The Chemist II is responsible for performing all the analytical testing related to raw materials, compounding activities, and final product testing in the Chemistry laboratory. Other responsibilities include sampling, testing, and releasing of utilities.
- Responsible for sampling, testing, and releasing all chemical raw materials.
- Responsible for performing dispensing activities.
- Responsible for performing all chemical raw material, in-process, and final product testing.
- Responsible for performing all chemical tests associated with product stability studies.
- Responsible for performing all chemical tests associated with validations, such as cleaning process or equipment validations.
- Responsible for performing method transfers.
- Responsible for analysis of complaint samples.
- Responsible for troubleshooting, maintenance, and calibration of laboratory equipment.
- Document raw and final data to ensure complete and proper documentation according to our procedures and applicable cGMPs.
- QC Reviewer of dispensing, raw material, compounding and finished product batch records and other applicable laboratory documents (i.e. laboratory notebooks).
- Responsible for practicing all applicable cGMPs/cGLPs.
- Assist in the investigations of OOS and deviations as requested by the QC Laboratory Manager.
- Assist in special projects and regulatory audits as requested by the QC Laboratory Manager.
- Assist in writing laboratory SOPs.
- Notify QC Laboratory Manager immediately of out of specification results.
- Responsible for ensuring that routine maintenance of instrumentation is performed as stated in the instrument manual and contacting the manufacturer for assistance when needed.
- Responsible for coordinating documents ready for off-site storage to include documents located in the file cabinets.
- Responsible for ensuring new logbooks are acquired.
- Responsible for the general maintenance of the Chemistry Laboratory including good housekeeping and a safe working environment.
- BS degree in Chemistry or related field with 2 – 4 years experience in a QC laboratory environment.

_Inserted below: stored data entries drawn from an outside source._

PR #1717, opened 2025-02-09
Remove language specific checks - PART 1

FanDjango:
Having language specific strings as a check for some condition is not good.

Example:

```
			"size not allowed in ascii",
			"n'est pas autorisé en mode ascii",
			"не разрешено в режиме ascii"
```

There is a better way to do this.

Note that for a better understanding of the what and the why for
`550 SIZE command not allowed in ASCII mode`
read this:

Note: Some servers do not support calculating the file size for a file that
will be converted to ASCII on download - Pre-calculating that costs time and
storage for the server, which can hurt performance server-side.
The tradeoff is to issue a TYPE I first if needed, potentially causing overhead
that detriments the transfer of multiple files.

Since this "550 SIZE command not allowed in ASCII mode" error message (when doing a SIZE command), is the **o n l y** error message tagged as 550, **all other 550 messages refer to  the files not being findable, regardless of sub-reason: path not found, spelling mistake, whatever.

So there is no need to query the ServerStringModule for possibly wrong error message texts.


robinrodricks:
A daring change, but well put and I like that improves the robustness of the library.

PR #1718, opened 2025-02-09
Remove language specific checks - PART 2

FanDjango:
This german text is not being used at all. No reference to it.


robinrodricks:
Ok great!

Issue #116, opened 2017-06-01
Do you support FTP commands CCC, PBSZ, PROT?


northwestfrog:
The following is only a question.

Let me start by the fact you provide a nice API.
I want to use this API in a context of FTP over explicit TLS.
In the list of supported commands (may be implicit) I did not see the three following commands CCC, PBSZ, PROT. Are these commands supported?

CCC is so the command socket gets unencrypted. Issued after a successful logon. Having it unencrypted allows the connection to an FTP server behind a firewall and having the PORT and PASV commands doctored by the firewall

Also, please provide some details as to the support of certificates that are not fully compliant

Thanks

hgupta9:
Not to my knowledge, but you can always try `ftp.Execute("CCC")` to send any custom command such as [CCC](https://www.smartftp.com/support/kb/clear-command-channel-ccc-f2551.html). To revert back to the insecure way, we'll have to upgrade the FtpClient class to support that.

PBSZ and PROT are automatically sent when you call Connect() and when EncryptionMode and DataConnectionEncryption are set. You can set DataConnectionEncryption to false even when in FTPS, perhaps this is what you are looking for? I'm not the original author of the library so I cannot confirm exactly how it works.  See [this](https://github.com/hgupta9/FluentFTP/blob/master/FluentFTP/FtpClient.cs#L1101).

northwestfrog:
You may want to implement the CCC command (see RFC4217). This removes the encryption from the basic communication channel/socket (as opposed to the DataConection) This would become handy so PORT and PASV commands are visible to a properly configured firewall.
Performing a ftp.Execute("CCC") would irremediably put an end to the communication with the FTP server. The client side would still consider an encrypted communication channel and the server side would consider this to be unencrypted from that point.

hgupta9:
I agree its a good idea, but I don't know how to unencrypt the channel just yet. I'll have to study the source code further.

hgupta9:
I have looked at the code and I think it can be implemented... Are you interested in helping debug it? The API will be client.DisableEncryption().

northwestfrog:
I will be a pleasure to debug this for you

hgupta9:
I tried to support it by sending "CCC" then closing the SSL stream, but after the 200 OK response, the server responds with garbage data. All further commands timeout, whether I send it to the SSL stream or the plaintext stream.

[...]

PR #1721, opened 2025-02-18
Added SwitchToClearText.

tsvetko:
Added switch to clear text method in async client.
The methods sends a CCC command and switches FTPScoketStream to unsecure mode.

### DIFF
--- a/FluentFTP/Client/AsyncClient/SwitchToClearText.cs
+++ b/FluentFTP/Client/AsyncClient/SwitchToClearText.cs
@@ -1,0 +1,19 @@
+﻿using System.Threading.Tasks;
+
+namespace FluentFTP {
+	public partial class AsyncFtpClient {
+
+		/// <summary>
+		/// Send a 'CCC' comamnd to the FTP server and if successful closes the undelying ssl stream.
+		/// </summary>
+		public async Task SwitchToClearText() {
+
+			var reply = await Execute("CCC");
+			if (reply.Success) {
+				m_stream.SwitchToUnsecuredMode();
+				Config.EncryptionMode = FtpEncryptionMode.None;
+			}
+		}
+
+	}
+}
--- a/FluentFTP/Streams/FtpSocketStream.cs
+++ b/FluentFTP/Streams/FtpSocketStream.cs
@@ -1866,6 +1866,15 @@ namespace FluentFTP {
 			};
 		}
 
+		/// <summary>
+		/// Closes the undelying ssl stream.
+		/// </summary>
+		internal void SwitchToUnsecuredMode() {
+			if (m_sslStream != null) {
+				DisposeSslStream();
+				m_sslStream = null;
+			}
+		}
 	}
 
 #pragma warning restore CS1998 // Async method lacks 'await' operators and will run synchronously


FanDjango:
Hi, this is nice! I guess you are using this and it works (of course).

Let's say it gets merged: But we also need to have this in the Sync client (shouldn't be difficult, right?).

**And** we would need a "NotImplemented" exception in case of a custom stream, as CCC is currently not implemented there.

tsvetko:
Hi, 
the proposed change adds support for CLEAR COMMAND CHANNEL mode. 
In this mode the user credentials are transmitted via secure channel and later the rest of the commands are transmitted via unprotected one. 
The use case is really limited since it requires the server to have white listed its client IPs to have a basic security but some of our clients are using it. 
Please let me know if you are willing such a feature to be introduced to FluentFTP and I will implement your comments. If you believe it is not appropriate I can close the PR.

FanDjango:
No, it's fine. It's time to add this, finally, after I cleaned up the dispose logic for the streams...

Can you post a log of a CCC command and the aftermath? I don't have any server that allows it currently. I need to see how clean the dispose and the subsequent command traffic in clear text looks. Just a small fragment, if possible.

FanDjango:
Also, here are some more points that need to be considered.

Note: These do not preclude merging this, they are just things that perhaps would need to be done additionally as a result:

1. Provide the new API call as sync as well.
2. Throw the apropriate exception if server FEAT response does not show CCC as being supported. Perhaps provide a config variable to override this logic to enable CCC even if it is not mentioned in FEAT.
3. Throw "not implemented" if using a custom stream (like GnuTLS). Dunno if this will **ever** be supported.
4. Exception throw: Restricting the use to connections that don't use TLS1.3 or higher. I think CCC would disrupt TLS1.3+ session resume and session ticket scheme, when data connections are then opened for "fresh encryption" from an unencrypted connection.
5. (Automatic?) restricting the use of the FluentFTP auto-restart mechanisms (on disconnect, on stale data) **after** a CCC is in effect.

So to speak: A notice to any user of CCC API that there are numerous things to watch out for when using this API.

> Please let me know if you are willing such a feature to be introduced to FluentFTP and I will implement your comments. If you believe it is not appropriate I can close the PR.

Yes, let's do it.

I will also complete some of the above things once you say you are ready/finished.

There is also the question of the **name** for this API. Normally I would have expected @robinrodricks to have chimed in by now concerning "SwitchToClearText". I also remember there was an issue from 2017? where he was already confronted with a request for CCC, which was actually implemented but in the end it had numerous failings. Some (tiny) code remnants testify to that.

robinrodricks:
There is already a `PlainTextEncryption` API. Can you investigate it.

FanDjango:
> There is supposed to be a PlainTextEncryption API which sends "CCC" command

I'll search for when it disappeared. I cannot remember ever having seen it.

robinrodricks:
CCC was implemented in this thread. 

https://github.com/robinrodricks/FluentFTP/issues/116

I have no issues merging this PR, provided the contributor fixes the issues you highlighted.

FanDjango:
> CCC was implemented in this thread.

Yes, that's the thread I discovered and mentioned in here, previously. But that API call got lost, I will research and tell you exactly when it disappeared.

FanDjango:
I found it. Took me a while, but here is what happened to it.

> There is supposed to be a PlainTextEncryption API which sends "CCC" command.

Firstly, it **was not an API command**, it was a `config` parameter to deactivate encryption **right after** user/password auth. Of course, the connect code used a CCC command and some code in the stream to do this.

You removed this on Sep. 2, 2022 as part of the async/sync client redesign leading up to V40.

It wouldn't have worked anyway beyond very simple tests on a sync client and only for NETFRAMEWORK, it was a nice fix from #116 but I don't think it was used by more than the one person who created the issue #116 - so its failings never showed up.

So it was right that it was dropped.

Should one think about recreating this, it might be more streamlined as a config parameter, not giving the user the freedom to CCC at any time he wants?

robinrodricks:
I'm ok either ways. Whatever suits the usage model better.

FanDjango:
@tsvetko Are you still in on this? Opinion?

tsvetko:
I think the way to go is to add some validations to SwitchToCkearText and to extend the sync version.

Tsvetko

________________________________

robinrodricks:
@tsvetko Could you add the sync version?

tsvetko:
Sure, will update the current PR. Probably early next week.

Tsvetko

________________________________

FanDjango:
And I'll do the other stuff... bad weather coming.

FanDjango:
@tsvetko 

I've started work on this - and actually choosing to not make it an API but rather as a config parameter. So I hope this reaches you in time before you get too far.

FanDjango:
Ok. I have implemented this in #1730.

Have a look at it and then I will merge it.

The concerns (above) have either been addressed or are no longer relevant:

**Done** Provide the new functionality as sync as well.
Throw the apropriate exception if server FEAT response does not show CCC as being supported. ~~Perhaps provide a config variable to override this logic to enable CCC even if it is not mentioned in FEAT~~.
~~Throw "not implemented" if using a custom stream (like GnuTLS). Dunno if this will ever be supported.~~
**Not done, as this should actually work** Exception throw: Restricting the use to connections that don't use TLS1.3 or higher. ~~I think CCC would disrupt TLS1.3+ session resume and session ticket scheme, when data connections are then opened for "fresh encryption" from an unencrypted connection.~~
**Not done. Works fine** (Automatic?) restricting the use of the FluentFTP auto-restart mechanisms (on disconnect, on stale data) after a CCC is in effect.

Some additional work was needed for the AutoConnect() API, as a CCC failure caused this to continue with the next type of connection to try.

tsvetko:
Just verified your changes with our server. The command is handled successfully. Will close this PR.

FanDjango:
Oh, that's nice of you to test it right away. I'll merge it ASAP

FanDjango:
See also #1730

- Ability to understand/follow all applicable standard operating procedures and cGMPs/cGLPs routinely.
- Proficient with current word processing, spreadsheets, and database software.
- Demonstrated knowledge of standard laboratory techniques and procedures as evidenced by prior work experience or on the job training.
- Ability to operate standard and advanced laboratory instrumentation as evidenced by prior work experience or on the job training.
- Ability to participate in and contribute to a team-oriented work environment by developing positive working relationships within QC and between other departments.